Try it: Pick out all lines of the entries that include the word "sourceChainName" and copy them.

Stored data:
◇ ◇ ◇ ◇

PR #315, opened 2026-07-08
feat: SRA first page UI

OmarBasem:
Closes [FS-2394](https://linear.app/offchain-labs/issue/FS-2394/sra-first-page)

### Summary

This PR implements SRA first page in the designs.

Added new SRA demo app.


packages/react-ui/src/index.ts
brtkx, line 1: Needs changeset

packages/react-ui/src/index.ts
```diff
@@ -30,8 +30,11 @@ export {
   type ListItemProps,
   ListItemSkeleton,
 } from './components/ListItem'
+export { PoweredBy } from './components/PoweredBy'
+export { Screen } from './components/Screen'
 export { Switch, type SwitchProps } from './components/Switch'
 export { Text, type TextProps } from './components/Text'
+export { TOP_NAV_HEIGHT, TopNav } from './components/TopNav'
```
brtkx: I don't think `TOP_NAV_HEIGHT` needs to be exported? Ideally we shouldn't need to export a constant value like this from UI library.

packages/react-ui/src/components/TopNav/index.tsx
```diff
@@ -29,6 +33,8 @@ export function TopNav({
     >
       {onBack ? (
```
brtkx: This is not going to scale very well, and imo we should address it right away - especially because it's a `react-ui` component now shared across projects. What we could do is the following.
1. Change TopNav props to:
```
onBack -> onLeftButtonClick
onClose -> onRightButtonClick
leftButtonIcon = "chevronLeft"
rightButtonIcon = "x"
```
2. Adjust the component to:
```typescript
onLeftButtonClick && <IconButton iconName={leftButtonIcon} onClick={onLeftButtonClick} />
onRightButtonClick && <IconButton iconName={rightButtonIcon} onClick={onRightButtonClick} />
```

This way we have all we need to craft the help button + we never have to expand react-ui API in the future.

brtkx: Technically it's a breaking change so that'd be a major version bump, but because we're at pre-1.0.0 we can just set changeset to patch.

apps/sra-demo/package.json
```diff
@@ -0,0 +1,28 @@
+{
+  "name": "@zerodev/sra-demo",
+  "version": "0.1.0",
+  "private": true,
+  "type": "module",
+  "scripts": {
+    "dev": "next dev -p 8004",
+    "hot-dev": "trap 'kill 0' SIGINT; pnpm --filter @zerodev/react-ui exec vite build --watch & pnpm --filter @zerodev/smart-routing-address-react-ui exec vite build --watch & (sleep 2 && open http://localhost:8004) & pnpm --filter @zerodev/sra-demo dev",
```
andrascodes, line 8: what's this `hot-dev` command exactly? It rebuilds the 2 packages and restarts the server?

packages/smart-routing-address-react-ui/src/pages/index.tsx
```diff
@@ -0,0 +1,84 @@
...
+ */
+export interface SmartRoutingAddressProps {
+  /** Recipient address the smart routing address is created for. */
+  recipient: Address
+  /** Called when the top-right × close button is clicked. */
+  onClose: () => void
+  /** Called when the top-left ? help button is clicked. Optional. */
+  onHelp?: () => void
+  /** Called when the QR icon inside `AddressDisplay` is clicked. Optional. */
+  onQrClick?: () => void
```
brtkx, line 47: What is the purpose (or future intention) of clicking the QR code?

packages/react-ui/src/components/ArrowCardPair/index.tsx
```diff
@@ -116,11 +116,50 @@ export interface ArrowCardPairProps {
 }
 
 export function ArrowCardPair({ topCard, bottomCard }: ArrowCardPairProps) {
+  const topRef = useRef<HTMLDivElement>(null)
+  const [topHeight, setTopHeight] = useState<number>()
+
+  // Track the top card's rendered height so the arrow lands at the junction
+  // between the two cards, not the vertical center of the container. Centering
+  // in the container drifts when the two cards have unequal heights (e.g. the
+  // bottom card has extra rows), pushing the arrow off the seam.
```
andrascodes: Maybe I'm totally wrong on this. But couldn't we achieve this with some CSS? Like `position: absolute;` (with the container having `position: relative` and then manipulating the `top:` value?
So basically you just take the arrow out of the document flow and position it relative to either the the entire `Top+Bottom card` container `div` or have a `div` with zero width/height in between the 2 cards...etc.
This just feels a bit like it's an overkill for this. But again I'm definitely not all clear on the reqs and the possibilities.

packages/smart-routing-address-react-ui/src/pages/Deposit.tsx
```diff
@@ -0,0 +1,250 @@
...
+    <div className="zd:flex zd:w-full zd:items-start zd:gap-1">
+      <div style={{ width: 162, flexShrink: 0 }}>{left}</div>
+      <div className="zd:min-w-px zd:flex-1">{right}</div>
+    </div>
+  )
+}
+
+/** Renders the address slot inside the "Arrives as" card based on the
+ * address-generation state. */
+function renderAddressSlot({
```
andrascodes: I feel like this could just be a component as well.

packages/smart-routing-address-react-ui/src/pages/index.tsx
```diff
@@ -0,0 +1,84 @@
...
+ * this pass; QR / active-deposits / history / error screens will land as
+ * additional cases once their Figma is wired.
+ */
+export type SmartRoutingAddressStep = 'deposit'
+
+const TITLE_BY_STEP: Record<SmartRoutingAddressStep, string> = {
+  deposit: 'Deposit funds',
+}
+
+function renderStep(
```
andrascodes, line 18: and this could be just inlined as a ternary?

andrascodes (approved):
No big issues that block a release. A few nits and an alternative idea for the ArrowCardPair but not sure if it actually solves the issue.

packages/smart-routing-address-react-ui/src/pages/Deposit.tsx
```diff
@@ -0,0 +1,250 @@
...
+  const estimatedFee = feeData
+    ? `${formatDisplayAmount(feeData.fee, feeData.decimal, 'up')} ${sourceSymbol}`
+    : '—'
+
+  const minDepositAmount =
+    feeData && sourceSymbol
+      ? `${formatDisplayAmount(feeData.minDeposit, feeData.decimal, 'up')} ${sourceSymbol}`
+      : null
+
+  const sourceChainName = source?.chain.name ?? destChain.name
```
brtkx: Why does `sourceChainName` default to destination? Is that the product requirement we have confirmed?

packages/smart-routing-address-react-ui/src/pages/Deposit.tsx
```diff
@@ -0,0 +1,250 @@
...
+              variant="ghost"
+              className="zd:relative zd:flex zd:w-full zd:flex-col zd:rounded-2xl zd:p-1"
+            >
+              <CardTitle>Send</CardTitle>
+              <PillRow
+                left={
+                  <TokenChainPill
+                    label={sourceSymbol ?? '—'}
+                    logoBg="#2775CA"
+                    logoInitial={(sourceSymbol ?? '?').charAt(0)}
```
brtkx: We don't need to pass `logoInitial`, `TokenChainPill` can infer it from `label`

packages/smart-routing-address-react-ui/src/pages/Deposit.tsx
```diff
@@ -0,0 +1,250 @@
...
+
+  const minDepositAmount =
+    feeData && sourceSymbol
+      ? `${formatDisplayAmount(feeData.minDeposit, feeData.decimal, 'up')} ${sourceSymbol}`
+      : null
+
+  const sourceChainName = source?.chain.name ?? destChain.name
+
+  // formatDuration returns "~3 min" — Figma spec is "≈ 3 min".
+  const readyInText = fillTime.replace('~', '≈ ')
```
brtkx: We shouldn't rely on `fillTime` never introducing a breaking change for us here. We can just accept `fillTime` as is. The design content is just placeholder values.

packages/smart-routing-address-react-ui/src/pages/Deposit.tsx
```diff
@@ -0,0 +1,250 @@
...
+          text={`Watching for your deposit on ${sourceChainName}…`}
+        />
+      </div>
+
+      <PoweredBy className="zd:justify-center" />
+    </div>
+  )
+}
+
+/** Card title text (18px, VC Cardinal Wide feel). Extracted to keep the
```
brtkx: We shouldn't be hardcoding px values outside tailwind if we can avoid it. It doesn't need to be pixel perfect with the designs, lets just round to the closest tw values.

packages/smart-routing-address-react-ui/src/pages/index.tsx
```diff
@@ -0,0 +1,84 @@
...
+  /** Recipient address the smart routing address is created for. */
+  recipient: Address
+  /** Called when the top-right × close button is clicked. */
+  onClose: () => void
+  /** Called when the top-left ? help button is clicked. Optional. */
+  onHelp?: () => void
+  /** Called when the QR icon inside `AddressDisplay` is clicked. Optional. */
+  onQrClick?: () => void
+  className?: string
+  size?: 'sm' | 'md' | 'lg' | undefined
```
brtkx: Don't think we need `undefined`? It's already optional.

brtkx (changes requested):

packages/react-ui/src/index.ts
andrascodes: you can always add that later though. We don't necessarily need to make a changeset per PR. We could just make a changeset PR later for multiple changes that will make a release.
Or did we agree on a convention that we include a changeset in every PR?

brtkx: If we merge https://github.com/zerodevapp/zerodev-wallet-sdk/pull/316 before we merge the changeset later, it won't be included with the specific release. Also not sure if we will remember later, we'd need to go through previous features and add everything retroactively.

apps/sra-demo/package.json
OmarBasem: `hot-dev` command is for auto-refresh to the demo app when making code updates to any of the packages, otherwise we would have to rebuild the packages and restart the app server

packages/react-ui/src/components/ArrowCardPair/index.tsx
OmarBasem: You are right that was an overkill, fixed it

packages/smart-routing-address-react-ui/src/pages/index.tsx
OmarBasem: That switch case is used to decide which page to render, currently there is one page only, but more pages will be added

packages/smart-routing-address-react-ui/src/pages/index.tsx
OmarBasem: temporary placeholder, removed [here](https://github.com/zerodevapp/zerodev-wallet-sdk/pull/322/changes#diff-b1704438fd24b6284df385a6950c940c8509929df6db86d745f7045dafc99648L46-L47)

packages/smart-routing-address-react-ui/src/pages/Deposit.tsx
OmarBasem: that was a defensive fallback, but should be removed

OmarBasem:
@brtkx addressed your comments

packages/smart-routing-address-react-ui/src/pages/Deposit.tsx
```diff
@@ -0,0 +1,223 @@
...
+  useNewDeposits(deposits, hasLoaded)
+
+  const { destChain, destSymbol, sourceSymbol, feeData, fillTime } =
+    useMemo(() => {
+      const destChain = resolveDestChain(config)
+      const destSymbol = getDestTokenSymbol(config, source)
+      return {
+        destChain,
+        destSymbol,
+        sourceSymbol: source ? getSourceTokenSymbol(source) : destSymbol,
```
brtkx: This is also defaulting to `destSymbol` but I guess we will remove it once picker is wired?

packages/smart-routing-address-react-ui/src/pages/Deposit.tsx
```diff
@@ -0,0 +1,223 @@
...
+export function Deposit({ onQrClick }: DepositProps) {
+  const { config, addressState } = useSmartRoutingAddressContext()
+
+  const success = addressState.status === 'success' ? addressState : null
+  const address = success?.address
+  const estimatedFees = success?.estimatedFees ?? []
+
+  // allowPartialRoutes lets the server drop source tokens it can't route, so
+  // the routable set is exactly the tokens the fee estimates came back with.
+  const srcTokens = useMemo(
```
brtkx: tbh both useMemos don't really do much except for bloating the code. `success?.estimatedFees ?? []` is introducing some code smell too because on loading it creates a new array reference, meaning it re-triggers memoized functions anyway.

I'd just inline everything instead - the cost of running these memos is probably comparable to not memoizing at all.

```typescript
const srcTokens = sourceTokensFromFees(estimatedFees)
const source = srcTokens[0] ?? null

const destChain = resolveDestChain(config)
const destSymbol = getDestTokenSymbol(config, source)
const sourceSymbol = source ? getSourceTokenSymbol(source) : destSymbol
const feeData = source
  ? findFeeData(estimatedFees, source.chain.id, source.tokenType)
  : null
const fillTime = formatDuration(
  resolveFillTimeSeconds(config, source?.chain.id ?? destChain.id),
)
```

packages/smart-routing-address-react-ui/src/pages/Deposit.tsx
```diff
@@ -0,0 +1,223 @@
...
+function PillRow({
+  left,
+  right,
+}: {
+  left: React.ReactNode
+  right: React.ReactNode
+}) {
+  return (
+    <div className="zd:flex zd:w-full zd:items-start zd:gap-1">
+      <div style={{ width: 162, flexShrink: 0 }}>{left}</div>
```
brtkx: Custom width won't scale with our density system

packages/react-ui/src/components/ArrowCardPair/ArrowCardPair.stories.tsx
```diff
@@ -31,12 +31,12 @@ type Story = StoryObj<typeof meta>
 export const Default: Story = {
   args: {
     topCard: (
-      <Wrapper variant="ghost" className="zd:rounded-2xl zd:p-4">
+      <Wrapper variant="ghost" className="zd:rounded-2xl zd:p-4 zd:bg-red-600">
```
brtkx: why red bg?

packages/smart-routing-address-react-ui/src/pages/Deposit.tsx
OmarBasem: Yes, defaulted to undefined for now

packages/smart-routing-address-react-ui/src/pages/Deposit.tsx
OmarBasem: I agree, refactored

packages/react-ui/src/components/ArrowCardPair/ArrowCardPair.stories.tsx
OmarBasem: removed

packages/smart-routing-address-react-ui/src/components/TokenChainPill/index.tsx
```diff
@@ -21,7 +24,7 @@ export function TokenChainPill({
   label,
   logoUri,
   logoBg = '#E6EFFB',
-  logoInitial,
+  logoInitial = label.charAt(0).toUpperCase(),
```
brtkx, line 27: nit: approving the PR but I don't think `logoInitial` should even be exposed. We can just use `label.charAt(0).toUpperCase()` in the UI directly? But ff to merge if it's needed. Just pointing out.

brtkx (approved):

◇ ◇ ◇ ◇

Solution:
+  const sourceChainName = source?.chain.name ?? destChain.name
brtkx: Why does `sourceChainName` default to destination? Is that the product requirement we have confirmed?
+  const sourceChainName = source?.chain.name ?? destChain.name
+          text={`Watching for your deposit on ${sourceChainName}…`}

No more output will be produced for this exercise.